An open-source tool for automated human-level circling behavior detection

Affiliations

An open-source tool for automated human-level circling behavior detection

O R Stanley et al. Sci Rep. .

Abstract

Quantitatively relating behavior to underlying biology is crucial in life science. Although progress in keypoint tracking tools has reduced barriers to recording postural data, identifying specific behaviors from this data remains challenging. Manual behavior coding is labor-intensive and inconsistent, while automatic methods struggle to explicitly define complex behaviors, even when they seem obvious to the human eye. Here, we demonstrate an effective technique for detecting circling in mice, a form of locomotion characterized by stereotyped spinning.

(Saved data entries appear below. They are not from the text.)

PR #1103, opened 2018-06-14
New server ip

sanfordd:
New IP for the solr box with the Ruby 2.5.1 migration.


sanfordd:
Opening a new one one without all this extra stuff.

Issue #1069, opened 2018-05-29
Report to identify records marked public w/o rights statement


HKativa:
Reminder: DPLA requires a rights statement; depending on when this ticket is addressed, we may have to omit such records from our OAI-PMH feed, and/or let PA Digital omit them from what it sends to DPLA.

eddierubeiz:
Good news! Based on a cursory check, it appears that all public works have rights statements at the moment. (I double-checked with Cat, and she confirmed that the one problematic item I was able to find in Staging had in fact been flagged by the DPLA folks at Temple and corrected in the mean time in Production.)

Should we want to run this cursory check again periodically, I've added the recipe to the wiki at: https://chemheritage.atlassian.net/wiki/spaces/HDCSD/pages/15368194/Application+administration .

@HKativa , @catlu , @jrochkind , if we want to turn this code into a permanently available page in the admin section, I can of course do that, but it seems like overkill at the moment. Your thoughts are welcome.

HKativa:
@eddierubeiz Thanks for the update. Agreed that turning code into page on admin section isn't necessary at this point and the documentation you created should suffice.

eddierubeiz:
See above for a possible solution to the problem. This would automatically prevent users from publishing works w/o a rights statement.

PR #1106, opened 2018-06-18
WIP Prevent items without right statements from being marked public.

eddierubeiz:
Prevents you from selecting the radio button marked "Public" without first picking a rights statement.  For now, this takes the form of a few lines of client-side code that are executed when the generic work form is loaded; I suspect there's a better way to do this but I'm starting with the obvious.
Related to #1069 .


jrochkind:
not going to fix this for now, and not going to do it like this.

PR #1115, opened 2018-06-20
Locking out users

eddierubeiz:
Fixes https://github.com/sciencehistory/chf-sufia/issues/1107 . We won't add tests for this one (see below.)

### DIFF
--- a/app/models/user.rb
+++ b/app/models/user.rb
@@ -38,14 +38,18 @@ class User < ApplicationRecord
   # A devise method, we're taking advantage of it for a cheesy way to lock out
   # admin users based on CHF::Env variable.
   def active_for_authentication?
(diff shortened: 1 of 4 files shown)


jrochkind:
Awesome. You may already be on this, but also add a rake task we can use to disable someone (and maybe another one to enable someone), seem cool?

jrochkind:
(This is one _I_ wouldn't do tests for honestly, heh. It's a devise feature, we assume our dependencies work. But it's totally up to you, test or not. One of the downsides of tests with this stack is taht they are _slow_, so every test we add (esp an integration test like this may need to be), slows down the end-to-end time of our total suite, which is annoying. But I leave it up to you, if you think a test is needed!)

jrochkind:
looks great, thanks @eddierubeiz !

PR #1116, opened 2018-06-22
Facet bug fix experiment

eddierubeiz:
Took a little time to investigate https://app.honeybadger.io/projects/53196/faults/38353008 and this is a quick possible fix for that bug.
On the one hand, this is a very small bug, and I understand we don't want to make it a habit of attempting to fix bugs like this. On the other, it looks like it's easily remedied by adding a bit of error-checking in one of our own methods.

### DIFF
--- a/app/controllers/collections_show_controller.rb
+++ b/app/controllers/collections_show_controller.rb
@@ -24,6 +24,7 @@ class CollectionsShowController < CatalogController
   # displays values and pagination links for a single facet field
   def facet
     @facet = blacklight_config.facet_fields[params[:facet_id]]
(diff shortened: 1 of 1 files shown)


jrochkind:
Hey @eddierubeiz , I was ignoring this cause of "experiment" in it's name, but it looks like it's actually good to go, and you recommend merging?

eddierubeiz:
Sure, why not - go ahead.

jrochkind:
don't remember enough about what this is, aren't completely sure it won't break, just closing it. It was never prioritizied, just an eddie experiment.

PR #1120, opened 2018-06-26
Fix bug with batch ingest with formats selected

### LINKED ISSUE #1114: Unable to batch ingest using local files option
Scenario: You are an admin. Under "Works," you select "Batch Create." Under "Add Local Files," you click "Add Folder" and select a folder on the M drive. Under "Descriptions," you enter metadata for "Identifier," "Creator," "Date of Work," "Genre String," "Extent," "Subject," "Rights," and "File creator." You set "Visibility" to "Your Institution." Under "Share," you share editing privileges with another user. After clicking save, you are redirected to the homepage for your works, advised that files are processing in background and you may need to refresh page to see them. However, files never show up. No user notifications that files were imported.

Bug manifested after merging new ingest function for S3. Ingests following this process failed in both production and staging.

jrochkind:
Closes #1114

Our code was wrapping an extra array where it shouldn't have, not sure why, something lost in translation of copying and customizing sufia code.

In testing period, nobody tested batch upload of _local_ files with 'formats' selected, which is the only time it would occur.

### DIFF
--- a/app/jobs/batch_create_job.rb
+++ b/app/jobs/batch_create_job.rb
@@ -37,10 +37,9 @@ class BatchCreateJob < ActiveJob::Base
     def create_uploaded_files(titles, resource_types, attributes, uploaded_files = [])
       uploaded_files.each do |upload_id|
         title = [titles[upload_id]] if titles[upload_id]
-        resource_type = [resource_types[upload_id]] if resource_types[upload_id]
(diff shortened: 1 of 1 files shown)


jrochkind:
A line and a half of bugfix, ~4 hours to figure it out. :)

Issue #1105, opened 2018-06-18
Attaching child works to parent work generates software error on save


HKativa:
Scenario: You are an admin. From your "My works" page, you select a work to edit. Under the "Relationships" tab, you relate several child works to this parent work using filenames in the "search for a work" feature. Upon saving the record, you are redirected to the "Software Error (500)" page. However, when you return to the "My works" page and reopen the parent work, all child works are now related and show up in the record.   

Specific example: Adding several child works to work ID c247ds983 generated Error ID: 3f0c467a-0533-4bcf-aaa8-3290db33d0e8 in Honeybadger.

HKativa:
Note: I encountered this error with several records (ID c247ds983; ID dn39x222c; ID ks65hd14w). In one instance, ID c247ds983, the files for the child works show up in the parent work, but the "part of" relationship does not display in the records for the individual child works. The "part of" relationship does display on the child work records for ID dn39x222c and ID ks65hd14w).

eddierubeiz:
Just adding [a link to the HoneyBadger error](https://app.honeybadger.io/projects/53196/faults/37830755/a456abb4-7315-11e8-8225-5c6342de622c#notice-summary:).

HKativa:
Possibly related issue - see #1112: after relating child works to parent ID 8623hz59c generated software error on save (see above), child works show up in parent record, but relationship is not present in child records. Child record IDs:
8049g5923
5x21tg194
9880vr89z
f1881m93b
gm80hw154
bk128b84c
h415pb36g

jrochkind:
In my dev copy, I am strangely having trouble getting the "search for a work"-to-add-childworks feature to work at all. nothing shows up in my autocomplete, even though I have other works. 

Anyone have any idea what's up with that?

jrochkind:
okay got it working with some new works i created in my dev copy. 

succesfully reproduced in dev.

eddierubeiz:
Just tested the above and ""search for a work"-to-add-childworks" appears to work fine for me.

jrochkind:
This is possibly a known bug in ActiveFedora, that maybe has been fixed in later versions we aren't using yet. https://github.com/samvera/hyrax/issues/2108

Still trying to figure out for sure if that's what it is, and what the fix was inside ActiveFedora. 

What's mysterious to me is how we never encountered this before. I wonder if there is a different UI element @catlu et al had been using to add child works, and this one was always broken? I don't think that's it, but it's mysterious.

[...]

PR #1121, opened 2018-06-27
upgrade active_fedora to 11.5.2

jrochkind:
From 11.1.6

To upgrade activefedora we also had to upgrade other dependencies, so as to be compatible.

This is to get a version of active-fedora which fixes this bug:
https://github.com/samvera/hyrax/issues/2108

Which seems to be responsible for this bad behavior in our app:
https://github.com/sciencehistory/chf-sufia/issues/1105

It's a mystery why we didn't run into this active-fedora bug until now, but this does seem to fix it.

However, upgrading active-fedora required upgrading faraday, which made some automated tests fail around our "OPAC Service" scraping functionality. There was a comment note from @hackmastera saying it would, although it's mysterious why.

I believe we do not actually use that functionality anymore, and can probably just remove those tests and/or all the code behind that feature. Alternately we could make it work again.

### DIFF
--- a/Gemfile
+++ b/Gemfile
@@ -11,7 +11,7 @@ gem 'blacklight_range_limit', ">= 6.1.2"
 # Update: slackarchive permalink doesn't work after some max. search for 'rsolr' and look
 # at April 7 results for hints of the conversation? Unfortunately you can't get context.
 gem 'rsolr', '~> 1.0'
-gem 'active-fedora', '~>11.1.6'
+gem 'active-fedora', '~>11.5.2'
 gem 'curation_concerns', '~>1.7.7'
 
 # pull in fix to "add another" label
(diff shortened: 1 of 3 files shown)


jrochkind:
Closes #1105

jrochkind:
I think the test failures are acutally just _test infrastructure failures_, around changing version of faraday requiring you to refresh the webmock "playbackable transactions". They don't mean the feature is actually broken. 

On the other hand, I believe feature _was_ actually broken, although not caught by tests (And also unused). 

And fixing the Webmock stuff is a confusing pain, especially with me being 'off campus', not sure if I actually have network access to whatever the tests around "OPAC service" were accessing...  hmm, looks like `https://sandbox.iii.com/iii/sierra-api/v2/token` so maybe not a problem.. but it looks like it ALSO needs an API key that I have no idea where it comes from. 

This was all Anna's stuff that i know little about, and I believe the feature has been broken, with nobody really minding, for quite some time. So I'd be inclined to just disable the broken tests.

Despite circling's extensive history as a behavioral marker, there currently exists no standard automated detection method. We developed a circling detection technique using simple postprocessing of keypoint data obtained from videos of freely-exploring (Cib2-/-;Cib3-/-) mutant mice, a strain previously found to exhibit circling behavior. Our technique achieves statistical parity with independent human observers in matching occurrence times based on human consensus, and it accurately distinguishes between videos of wild type mice and mutants. Our pipeline provides a convenient, noninvasive, quantitative tool for analyzing circling mouse models without the need for software engineering experience. Additionally, as the concepts underlying our approach are agnostic to the behavior being analyzed, and indeed to the modality of the recorded data, our results support the feasibility of algorithmically detecting specific research-relevant behaviors using readily-interpretable parameters tuned on the basis of human consensus.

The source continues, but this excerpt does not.